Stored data
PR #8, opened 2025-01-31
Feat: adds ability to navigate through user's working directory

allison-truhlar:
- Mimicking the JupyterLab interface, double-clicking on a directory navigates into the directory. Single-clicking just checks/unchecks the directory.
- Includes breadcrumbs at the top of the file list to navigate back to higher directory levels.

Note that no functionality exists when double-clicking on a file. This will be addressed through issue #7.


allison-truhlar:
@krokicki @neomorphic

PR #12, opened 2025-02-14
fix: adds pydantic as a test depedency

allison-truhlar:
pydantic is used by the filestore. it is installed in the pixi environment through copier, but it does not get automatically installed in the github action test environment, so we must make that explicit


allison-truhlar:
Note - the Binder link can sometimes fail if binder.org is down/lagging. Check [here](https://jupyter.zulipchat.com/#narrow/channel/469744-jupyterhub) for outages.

**Assignment**
Scan the records for the string "that". Copy each line in which it appears.

**Exercise answer**
Note that no functionality exists when double-clicking on a file. This will be addressed through issue #7.
pydantic is used by the filestore. it is installed in the pixi environment through copier, but it does not get automatically installed in the github action test environment, so we must make that explicit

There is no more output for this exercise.